Josh Hodge
- Born: Joshua Ashley Hodge 23 May 2000 (age 25) Lancaster, England
- Height: 1.89 m (6 ft 2 in)
- Weight: 85 kg (187 lb; 13 st 5 lb)
- School: Sedbergh School

Rugby union career
- Position(s): Full-back, Wing
- Current team: Exeter Chiefs

Senior career
- Years: Team / Apps / (Points)
- 2018–2020: Newcastle Falcons / 1 / (5)
- 2020–2026: Exeter Chiefs / 77 / (273)
- 2026–: Newcastle Red Bulls / 1 / (0)
- Correct as of 31 January 2022

International career
- Years: Team / Apps / (Points)
- 2018: England U18 / 5 / (27)
- 2019: England U19 / 1 / (16)
- 2019–2020: England U20 / 11 / (90)
- 2024–: England A / 1 / (11)
- Correct as of 11 March 2024

= Josh Hodge =

English rugby union player

Josh Hodge (born 23 May 2000) is an English professional rugby union player who plays as a full-back or wing for Premiership Rugby club Newcastle Red Bulls.

==Biography==
Hodge was raised in South Cumbria where he represented Sedbergh School in the starting XV to win the 2017 Daily Mail Trophy and was Player of the Tournament in the Sedbergh Super 10s competition.

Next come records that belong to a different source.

PR #879, opened 2017-07-18
DRILL-5669: Add a configurable option for minimum memory allocation t…

Ben-Zvi:
…o buffered ops

Added the option "planner.memory.min_memory_per_buffered_op" to enforce a minimum memory allocation to all buffered ops instances (i.e., External Sort or Hash Agg (either phase)).

Default value setting is 40 MB (to cover cases of a large incoming batch, while the query's memory divided among all buffered ops results in a small share per each).

There is a small risk of total allocation by default (i.e. 40MB * num-ops) may exceed the query's total memory; but this happens anyway with "uncontrolled" ops like hash join.

### DIFF
--- a/exec/java-exec/src/main/java/org/apache/drill/exec/ExecConstants.java
+++ b/exec/java-exec/src/main/java/org/apache/drill/exec/ExecConstants.java
@@ -343,6 +343,15 @@ public interface ExecConstants {
       MAX_QUERY_MEMORY_PER_NODE_KEY, 1024 * 1024, Long.MAX_VALUE, 2 * 1024 * 1024 * 1024L);
 
   /**
+   * Minimum memory alocated to each buffered operator instance.
+   * <p/>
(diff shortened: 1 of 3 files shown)


paul-rogers:
Did we want to increase the default max memory per query from 2 GB to 4 GB as Aman suggested?

Ben-Zvi:
Increasing 2gb --> 4gb may have some visible impact on existing installations, so would need some more testing. This could add a delay to the 1.11 schedule ...

paul-rogers:
Increasing the minimum means each sort uses more memory than before. This means that the query uses more memory than the 2 GB the user has allotted. Drill cannot create new memory, so that memory is coming from somewhere. So, you are right that increasing memory has impact, but we've already incurred that impact by increasing the minimum (that's why we did it.)

So, I'm asking if we should increase the aggregate maximum to reflect that memory use is no longer constrained by the per-query maximum.

PR #880, opened 2017-07-19
DRILL-5678: Undefined behavior due to un-initialized values in Server…

superbstreak:
…MetaContext


parthchandra:
+1. Nice catch.

PR #881, opened 2017-07-20
DRILL-5083: status.getOutcome() return FAILURE if one of the batches …

KulykRoman:
…has STOP status (to avoid infinite loop in Merge Join).


KulykRoman:
@paul-rogers, I retested this situation and I was not able to reproduce infinite loop with this fix (but I can reproduce it without the fix). So this fix solves the issue.

PR #882, opened 2017-07-21
DRILL-4735: ConvertCountToDirectScan rule enhancements

arina-ielchiieva:
1. ConvertCountToDirectScan rule will be applicable for 2 or more COUNT aggregates.
To achieve this DynamicPojoRecordReader was added which accepts any number of columns,
on the contrary with PojoRecordReader which depends on class fields.
AbstractPojoRecordReader class was added to factor out common logic for these two readers.

2. ConvertCountToDirectScan will distinguish between missing, directory and implicit columns.
For missing columns count will be set 0, for implicit to the total records count
since implicit columns are based on files and there is no data without a file.
If directory column will be encountered, rule won't be applied.
CountsCollector class was introduced to encapsulate counts collection logic.

3. MetadataDirectGroupScan class was introduced to indicate to the user when metadata was used
during calculation and for which files it was applied.

Details in Jira [DRILL-4735](https://issues.apache.org/jira/browse/DRILL-4735).


exec/java-exec/src/main/java/org/apache/drill/exec/planner/physical/ConvertCountToDirectScan.java
```diff
@@ -85,109 +91,231 @@ protected ConvertCountToDirectScan(RelOptRuleOperand rule, String id) {
...
+   * For each aggregate call creates field with "count$" prefix and bigint type.
+   * Constructs record type for created fields.
+   *
+   * @param aggregateRel aggregate relation expression
+   * @return record type
+   */
+  private RelDataType constructDataType(DrillAggregateRel aggregateRel) {
+    List<RelDataTypeField> fields = new ArrayList<>();
+    for (int i = 0; i < aggregateRel.getAggCallList().size(); i++) {
+      RelDataTypeField field = new RelDataTypeFieldImpl("count$" + i, i, aggregateRel.getCluster().getTypeFactory().createSqlType(SqlTypeName.BIGINT));
```
jinfengni: The fieldname in RelDataTypeField "count$0", "count$1" is not very informative. I think we could either get the field name from the aggregator operator, or use "count$colname" to indicate what column's count it represents.

exec/java-exec/src/main/java/org/apache/drill/exec/planner/physical/ConvertCountToDirectScan.java
```diff
@@ -85,109 +91,231 @@ protected ConvertCountToDirectScan(RelOptRuleOperand rule, String id) {
...
+     */
+    boolean collect(DrillAggregateRel agg, DrillScanRel scan, DrillProjectRel project) {
+      return calculateCounts(agg, scan, project) && !containsPartitionColumns();
+    }
+
+    /**
+     * @return list of counts
+     */
+    List<Long> getCounts() {
+      return counts;
```
jinfengni: Minor comment: The API of this class seems to assume user would call collect() and only it return true then call getCounts().  What will happen if user call getCounts() even when collect() return false? Seems user would get some partial information.  Probably return an empty collection in case requirements not meet.

exec/java-exec/src/main/java/org/apache/drill/exec/planner/physical/ConvertCountToDirectScan.java
```diff
@@ -85,109 +91,231 @@ protected ConvertCountToDirectScan(RelOptRuleOperand rule, String id) {
...
+     * @return true if counts were collected, false otherwise
+     */
+    boolean collect(DrillAggregateRel agg, DrillScanRel scan, DrillProjectRel project) {
+      return calculateCounts(agg, scan, project) && !containsPartitionColumns();
+    }
+
+    /**
+     * @return list of counts
+     */
+    List<Long> getCounts() {
```
jinfengni: In stead of returning list of Long, can we return either a map from schemaPath to counts, or list of pair schemaPath, count?  Returning just the lists of counts make it hard to figure out which count corresponds to which aggregate function.

exec/java-exec/src/main/java/org/apache/drill/exec/planner/physical/ConvertCountToDirectScan.java
```diff
@@ -85,109 +91,231 @@ protected ConvertCountToDirectScan(RelOptRuleOperand rule, String id) {
...
+     * </ol>
+     *
+     * @param agg aggregate relational expression
+     * @param scan scan relational expression
+     * @param project project relational expression
+     *
+     * @return true if counts were collected, false otherwise
+     */
+    boolean collect(DrillAggregateRel agg, DrillScanRel scan, DrillProjectRel project) {
+      return calculateCounts(agg, scan, project) && !containsPartitionColumns();
```
jinfengni: If user calls collect(agg, scan, project), the class should clear/reset all the internal collections like "columns", "counts".  Otherwise, what if user uses the same CountsCollector instance, and call collect() twice with different inputs?

exec/java-exec/src/main/java/org/apache/drill/exec/planner/physical/ConvertCountToDirectScan.java
```diff
@@ -85,109 +91,231 @@ protected ConvertCountToDirectScan(RelOptRuleOperand rule, String id) {
...
 
-    PojoRecordReader<CountQueryResult> reader = new PojoRecordReader<CountQueryResult>(CountQueryResult.class,
-        Collections.singleton(res).iterator());
+    /**
+     * Checks if stores list of columns contains file system partition columns.
+     *
+     * @return true if contains partition columns, false otherwise
+     */
+    private boolean containsPartitionColumns() {
+      final ColumnExplorer columnExplorer = new ColumnExplorer(settings.getOptions(), columns);
```
jinfengni: Can ColumnExplorer provide an API to tell if one particular column is the partition column? Seems to me that with such API, we could exit from the for loop in line 238, in stead of first building column list, then call this method to check if the column lists contain a file system partition column.

exec/java-exec/src/main/java/org/apache/drill/exec/store/direct/MetadataDirectGroupScan.java
```diff
@@ -0,0 +1,86 @@
...
+   * <p>
+   * Example: [usedMetadata = true, files = [/tmp/0_0_0.parquet], numFiles = 1]
+   * </p>
+   *
+   * @return string representation of group scan data
+   */
+  @Override
+  public String getDigest() {
+    StringBuilder builder = new StringBuilder();
+    builder.append("usedMetadata = true, ");
```
jinfengni: This "useMetadata=true" seems to be redundant, since it's for MetadataDirectGS.

arina-ielchiieva:
New PR was opened - #900

PR #884, opened 2017-07-25
DRILL-5686: Warning for sasl.max_wrapped_size contain incorrect syntax

sohami:


sohami:
@bitblender - Can you please help review this change ?

PR #1120, opened 2018-02-09
DRILL-6148: TestSortSpillWithException is sometimes failing.

HanumathRao:
I have changed the test case to use the EXTERNAL_SORT_MAX_MEMORY to configure the sort operator to use less memory instead of relying on MAX_QUERY_MEMORY_PER_NODE_KEY.

This way the test case passes all the time (it is failing intermittently in my branch).

@paul-rogers  can you please review this change.

### DIFF
--- a/exec/java-exec/src/test/java/org/apache/drill/exec/physical/impl/xsort/TestSortSpillWithException.java
+++ b/exec/java-exec/src/test/java/org/apache/drill/exec/physical/impl/xsort/TestSortSpillWithException.java
@@ -59,6 +59,11 @@ public class TestSortSpillWithException extends ClusterTest {
     ClusterFixtureBuilder builder = ClusterFixture.builder(dirTestWatcher)
         .configProperty(ExecConstants.EXTERNAL_SORT_SPILL_THRESHOLD, 1) // Unmanaged
         .configProperty(ExecConstants.EXTERNAL_SORT_SPILL_GROUP_SIZE, 1) // Unmanaged
+        // Using EXTERNAL_SORT_MAX_MEMORY to set low values of memory for SORT instead
+        // of lowering MAX_QUERY_MEMORY_PER_NODE_KEY because computation of operator memory
+        // cannot go lower than MIN_MEMORY_PER_BUFFERED_OP (the default value of this parameter
+        // is 40MB). The 40MB memory is sufficient for this testcase to run sort without spilling.
+        .configProperty(ExecConstants.EXTERNAL_SORT_MAX_MEMORY, 10 * 1024 * 1024)
         .sessionOption(ExecConstants.MAX_QUERY_MEMORY_PER_NODE_KEY, 60 * 1024 * 1024) // Spill early
         // Prevent the percent-based memory rule from second-guessing the above.
         .sessionOption(ExecConstants.PERCENT_MEMORY_PER_QUERY_KEY, 0.0)


HanumathRao:
@Ben-Zvi  Can you please review this change.

exec/java-exec/src/test/java/org/apache/drill/exec/physical/impl/xsort/TestSortSpillWithException.java
```diff
@@ -59,6 +59,7 @@ public static void setup() throws Exception {
     ClusterFixtureBuilder builder = ClusterFixture.builder(dirTestWatcher)
         .configProperty(ExecConstants.EXTERNAL_SORT_SPILL_THRESHOLD, 1) // Unmanaged
         .configProperty(ExecConstants.EXTERNAL_SORT_SPILL_GROUP_SIZE, 1) // Unmanaged
+        .configProperty(ExecConstants.EXTERNAL_SORT_MAX_MEMORY, 10 * 1024 * 1024) //use less memory for sorting.
```
paul-rogers: The need to set this property suggest something is wrong with the next one. We set max query memory per node to 60 MB. Then, the `MemoryAllocationUtilitites` is supposed to divide that up. If you have to override that, then something is amiss. We should track down that problem.

A good place to start is to turn on logging for this test (using the log fixture.) The sort will dump its configured memory. If it is still 2 GB, then debug the memory allocation utilities.

Perhaps it is as simple as using the wrong option below...

HanumathRao: @paul-rogers  Thank you for the review. In this case, the memory configured per node is 60MB and the maxParallelization is set to 1. The min buffered op memory is 40MB by default.
   * Minimum memory allocated to each buffered operator instance.
   * <p/>
   * DEFAULT: 40 MB

In my branch (which has got other changes also) 40MB is being correctly set for the sort to use. However, this memory is sufficient for the concerned query to not to spill the data to disk and it is executing fine without triggering the exception mechanism.

I tried to set max_per_node memory to 10MB but even after setting the memorycomputation utilities will only set sort memory to 40MB. Hence it is of no use in this case.

Therefore, I have used this option so that this test will consistently pass. Please let me know if I am missing anything here.

paul-rogers: There is something very wrong here. This means that the memory calcs are not working and users will try to sort in unusually small amounts of memory. The query probably has one sort. It should have just a few threads. (We might want to control this if we don't now.) Take the 60 MB of memory, divide by the number of sorts (1) and you get 60 MB for the sort in this case. If we are getting 40, then something is wrong. Let's find out where things went off the rails.

The minimum buffer op memory is supposed to set a floor for those cases in which a query has, say, 5 sorts on a machine with 30 cores and we try to divide the 2 GB by 150 and end up trying to sort in, say, 13 MB of memory.

HanumathRao: @paul-rogers  I am sorry for not being clear in my previous reply. This query has only one sort and also one minor fragment. If we set 60MB as MAX_QUERY_MEMORY_PER_NODE_KEY, then the result of the computeOperatorMemory() is 60MB.

However, as I said this memory is sufficient for the query to run successfully without spilling.

Then I tried out setting MAX_QUERY_MEMORY_PER_NODE_KEY to as low as 10MB so that this query should spill and fail with an exception (for this testcase). But even after setting so low the output of the computeOperatorMemory is 40MB. This is because of the default value of MIN_MEMORY_PER_BUFFERED_OP is 40MB. Hence, 40MB is used by the sort to sort the rows. This memory is enough for the sort to successfully run without an exception.

Thats when I used the setting EXTERNAL_SORT_MAX_MEMORY to set low values so that Sort for sure can spill and throw the exception which is being tested by this testcase.

paul-rogers: Please insert a comment to this effect in the code. This is a regression introduced when we added the memory floor feature. Explain that we need to turn off the floor (or lower it) for this test case. Thanks.

HanumathRao: @paul-rogers  Thank you. I have added the comment for the testcase. Please let me know if any other changes are required.

PR #1122, opened 2018-02-16
DRILL-6164: Heap memory leak during parquet scan and OOM

vrozov:
@parthchandra Please take a look


parthchandra:
+1. Very nice catch!

vrozov:
One of the functional tests fails. I am looking into it, please don't merge yet.

vrozov:
The functional test failure is fixed. Please merge.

He played for the England U18 team during their Six Nations Festival as well as the Falcons' junior academy and was promoted to Newcastle Falcons senior academy squad in the summer of 2018. Hodge made his debut for Newcastle during the 2019–20 RFU Championship, scoring a try against Yorkshire Carnegie to remain leaders in the league.

Hodge scored sixteen points on his only appearance for the England Under-19 team in their away win over Wales, and also scored a try on his debut for the England U20 side in the opening round of the 2019 Six Nations Under 20s Championship defeat against Ireland. Later that year, Hodge was the top points scorer at the 2019 World Rugby Under 20 Championship, kicking 24 goals from 24 and scoring two tries. He also played in the 2020 Six Nations Under 20s Championship.

On 18 June 2020, Hodge left Newcastle to sign for Exeter Chiefs on an undisclosed length deal from the 2020–21 season. He received his first call-up to train with the England senior squad as an 'apprentice' player during the 2020 Six Nations Championship under coach Eddie Jones. In February 2024, Hodge scored eleven points, including a try for England A in a victory over Portugal.

On 29 December 2025, Hodge agreed a return to his old club Newcastle Red Bulls on a three-year contract from the 2026-27 season. In April 2026, Hodge immediately left Exeter Chiefs to join Newcastle Red Bulls earlier than planned.